🤖 AI Summary
Pure vision-based end-to-end autonomous driving systems often suffer from limited reasoning capabilities in complex, dynamic scenarios. Method: To address this, we propose the first knowledge-augmented vision-language model (VLM) framework for end-to-end driving, operating solely on monocular camera input. Our approach integrates VLMs’ cross-modal understanding with end-to-end learning, explicitly modeling driving intentions and scene semantics via natural language instructions. Contribution/Results: Evaluated on the CVPR 2024 End-to-End Driving Challenge, our method achieves first place in the pure-vision track (second overall), significantly outperforming prior vision-only approaches.

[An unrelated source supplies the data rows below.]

PR #335, opened 2012-12-04
Node.js - allow loadImage to support data url

TimNZ:
The overload for fabric.util.loadImage when run under node.js did not accomodate data:image url.

This could be optimised as src duplicates _src.

I need it to handle this scenario so that the data url is embedded in toSVG().
Perhaps some option to toggle when xlink:href should be original url or data url.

This demonstrates VLMs’ strong generalization capability and potential for interpretable, semantically grounded decision-making in autonomous driving—without requiring multi-sensor fusion or explicit modular pipelines.
📝 Abstract
End-to-end autonomous driving has drawn tremendous attention recently. Many works focus on using modular deep neural networks to construct the end-to-end archi-tecture. However, whether using powerful large language models (LLM), especially multi-modality Vision Language Models (VLM) could benefit the end-to-end driving tasks remain a question. In our work, we demonstrate that combining end-to-end architectural design and knowledgeable VLMs yield impressive performance on the driving tasks. It is worth noting that our method only uses a single camera and is the best camera-only solution across the leaderboard, demonstrating the effectiveness of vision-based driving approach and the potential for end-to-end driving tasks.